August 16, 1904

A mob of unmasked white men in Marengo County, Alabama, lynched Rufus Lesseur, a 24-year-old Black man, and left his body riddled with bullets.

Less than two days earlier, a white woman in Thomaston, Alabama, claimed that a Black man had entered her home and frightened her. After someone claimed that a hat found near the woman’s home belonged to Mr. Lesseur, a mob of white men formed and kidnapped him. The white men transported a terrified Mr. Lesseur into the nearby woods, and locked him in a tiny calaboose, or makeshift jail, for more than a day.

Black people carried a heavy presumption of guilt during this era, and many hundreds of Black people across the South were lynched based on false allegations, accusations of non-serious crimes, and even for non-criminal violations of social customs and racial expectations. Such “offenses” could be something as simple as arguing with or insulting a white person or, as in this case, frightening a white woman.
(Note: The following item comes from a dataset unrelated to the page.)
PR #9407, opened 2024-10-03
Add __slots__ to stream classes

bdraco:
## What do these changes do?

We use `__slots__` almost everywhere else in the codebase, however `__slots__` were not implemented in stream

At 3 am on August 16, without an investigation, trial, conviction of any offense, or a sentencing proceeding, a mob of white men broke into the locked shack, seized Mr. Lesseur, dragged him outside, and lynched him, riddling his body with bullets.

Although he was lynched by a mob of unmasked white men in a town with only 300 residents, state officials claimed that no one could be identified, arrested, or prosecuted for his murder. Mr. Lesseur is one of at least four Black victims of racial terror violence in Marengo County, Alabama, between 1877 and 1950.

Today, the makeshift jail where Mr. Lesseur was unlawfully held still stands in Thomaston.